Pellegrini: “La squadra non voleva l’esonero di DDR, Juric uomo eccezionale. Fischi? Spero siano solo per le prestazioni, il campo ci aiuterà a risollevarci”

CONFERENZA STAMPA – Lorenzo Pellegrini ha parlato in conferenza stampa alla vigilia di Elfsborg-Roma:

L’importanza della gara di domani? Che momento stai vivendo? Ha parlato anche Totti.
“Domani è una partita importante, fa parte di un percorso che stiamo facendo con il mister e il suo staff per cercare di riportare entusiasmo. Domani è fondamentale per il cammino in Europa e per continuare a lavorare forte con il sorriso come stiamo facendo in questi giorni. Per quando mi riguarda, penso di poter parlare anche per Cristante, è sempre il campo che fa dare giudizi e risollevare da momenti brutti. È bello così perché è il nostro lavoro, è normale essere criticati se uno ha un momento difficile ma è sempre il campo che aiuta a risolvere i problemi. Oltre al campo, aiuta entrare a Trigoria e sentirti parte importante del gruppo e di questa nostra famiglia che stiamo cercando di creare il più in fretta possibile”.

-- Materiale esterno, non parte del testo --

PR #145, opened 2024-09-09
chore: add scripts for creating smart gate

rhubarbgarden:
add script to run `createAndAnchorGate:devnet` from cli


0xxlegolas:
@rhubarbgarden  There is already script to do the same `createAndAnchorGate` : https://github.com/projectawakening/world-chain-contracts/blob/develop/end-to-end-tests/script/ConfigureSmartGate.s.sol#L76. Is there a reason to include this in end-to-end tests again ?

rhubarbgarden:
It's sometimes useful for front-end testing to be able to create smart gates on their own without going through the configure/link process.

0xxlegolas:
These scripts are mainly for end-to-end testing to ensure the contracts function as expected. Instead of duplicating them for front-end testing, we can refactoring them into smaller parts to avoid the configure/link process and make them more flexible. 
Will have the correction in the next PR ! Ref: https://ccpgames.atlassian.net/browse/EF-5201

PR #147, opened 2024-09-11
Chore: Create dependabot.yml

tinkrtailor:
Dependabot has a hard time understanding monorepos with multiple package.json files. Which is why we are configuring a checker for each of our packages.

Un passo indietro su De Rossi: hai parlato con la proprietà, con l’ex CEO Souloukou? Ci sono voci secondo le quali saresti stato disposto a rinunciare alla fascia?
“Non penso sia mancanza di rispetto verso mister Juric, ha capito che era un momento di tristezza, la squadra non si aspettava e non voleva l’esonero ed è stato anche eccezionale nel farci cambiare questa tristezza in voglia di cambiare le cose. Il giorno dell’esonero? Come ben sapete o immaginate, non sono uno da pagliacciate ma è abituato a dire la verità. Mi è capitato di dire la verità e quello che pensavo quel giorno. Sono successe altre cose e non è stata richiesta la mia verità. Ho tanta stima per Daniele e per il suo staff, sono un grande gruppo e ci stavano dando tanto. Ma si va avanti perché la Roma è la cosa più importante e va sempre avanti. Lo dico ora davanti al mister, siamo stati fortunati a trovare ancor prima di un professionista un uomo che ha saputo capire la tristezza e trasformarla in voglia di stravolgere le cose e farle tornare nella giusta via. La fascia? È importante quando non la metti solo la domenica, ma tutti i giorni facendo andare bene le cose e aiutando i compagni e io non smetterò mai di far andare bene le cose bene per la Roma e cercare di aiutare i miei compagni. Non è il gesto solo simbolico di indossare la fascia la domenica, ma è una cosa dentro. Questo gruppo lo sento mio, come spero ogni mio compagno. Soprattutto in un momento complicato questo gruppo si è comportando da gruppo vero e sono orgoglioso”.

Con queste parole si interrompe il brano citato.